Correct. That’s not directly possible as there’s no such thing as an HTML asset at the moment. But there is another way: You can create a custom package. Give it a minimal node.json (as there’s nothing to configure), a minimal package.json and package.png and an empty node.lua. Then add your HTML files along those files. You can use git to push those files into that package.
Add that package as a child node of the browser package using the “Add package” button on left side in your browser setup’s configuration. Give a node name like content.
You can then point the browser to http://localhost:8888/content/index.html and you should see the index.html you added to your package. Updating the HTML content is then as simple as modifying the files and then commit and push them and they will be immediately pushed to all devices using that package and you should see the changes on the next browser page refresh.

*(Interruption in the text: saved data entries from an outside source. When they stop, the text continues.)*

Issue #228, opened 2014-10-11
Option to disable/configure backups


pryley:
My server is incrementally backed up daily to Amazon Glacier. For this reason, having a daily mailinabox backup running is not needed and would quickly fill up my 30GB HD server limit (I have 60+ email account across 6 domains).

I see that I can remove the daily mailinabox backup cron job, but manangement.sh implies that it would be reactivated on update.

It would be nice to make backups optional.

shibby:
Hello there,
For a reminding, i got trouble with backups. I have 20 gb hdd on my vps and after system backup, there was ne left any space. Manually deleted backup folder, now it is fine. But there need to be a backup option. For example, i dont want to backup owncloud data.
Sorry for bad English :) 
Thanks.

razem-io:
I also have a problem with the backup option. I mounted the user-data folder to another server via sshfs in order to be able to use owncloud as a file storage. With 100GB+ the backup takes forever. As a result I am not able to recieve/send mails or access owncloud during this time.

Has anybody found a workaround for this issue?

Futurama56:
+1

Futurama56:
Just a switch would be nice in the admin 

on/off

JoshData:
Fixed in 9ca116d54537943ee65bb1e3368df9c802e43dcb.

PR #507, opened 2015-07-27
Make backups more configurable

ponychicken:
Backup location and maximum age can now be configured in the admin panel.
For now only S3 is supported, but adding other duplicity supported backends is easy now.

I had to change the way how backup_status works, as naively walking through the file system doesn't work when using a remote storage. It now queries  `duplicity collection-status` for the necessary info.

### DIFF
--- a/management/backup.py
+++ b/management/backup.py
@@ -293,7 +293,6 @@ def run_duplicity_verification():
 	env = load_environment()
 	config = get_backup_config()
 	backup_cache_dir = os.path.join(backup_root, 'cache')
-	backup_dir = os.path.join(backup_root, 'encrypted')
 
 	shell('check_call', [
 		"/usr/bin/duplicity",
--- a/management/backup.py
+++ b/management/backup.py
@@ -31,7 +31,11 @@ def backup_status(env):
 	# Use the number of volumes to estimate the size.
 	config = get_backup_config()
 	now = datetime.datetime.now(dateutil.tz.tzlocal())
-	
+
+	backups = { }
+	backup_dir = os.path.join(backup_root, 'encrypted')
+	backup_cache_dir = os.path.join(backup_root, 'cache')
+
 	def reldate(date, ref, clip):
 		if ref < date: return clip
 		rd = dateutil.relativedelta.relativedelta(ref, date)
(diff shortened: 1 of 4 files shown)


JoshData:
Neat. Some things-

Your call to collection-status needs `"--archive-dir", backup_cache_dir,`, and it would be better if you can to collect the output without writing to a file using `check_output` instead of `check_call` and getting the output sent to stdout.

I just tested this and it works as expected with a minor additional option needed in the package.json file. Here’s the full steps. Create a new empty package directory and add these files:
node.json
{
"name": "Web Stuff",
"options": []
}
package.json
{
"name": "Web assets",
"author": Your name <email>",
"desc": "Offline web assets",
"nesting": {
"parents": "any",
"childs": []
}
}
package.png
Any 64x64 png
node.lua
An empty file
Web assets
I opened up a webpage in Chrome, used the “Save as…” and “Website, Complete” option in the save dialog to save a complete website. Then copied both the generated html and its directory into the package’s directory.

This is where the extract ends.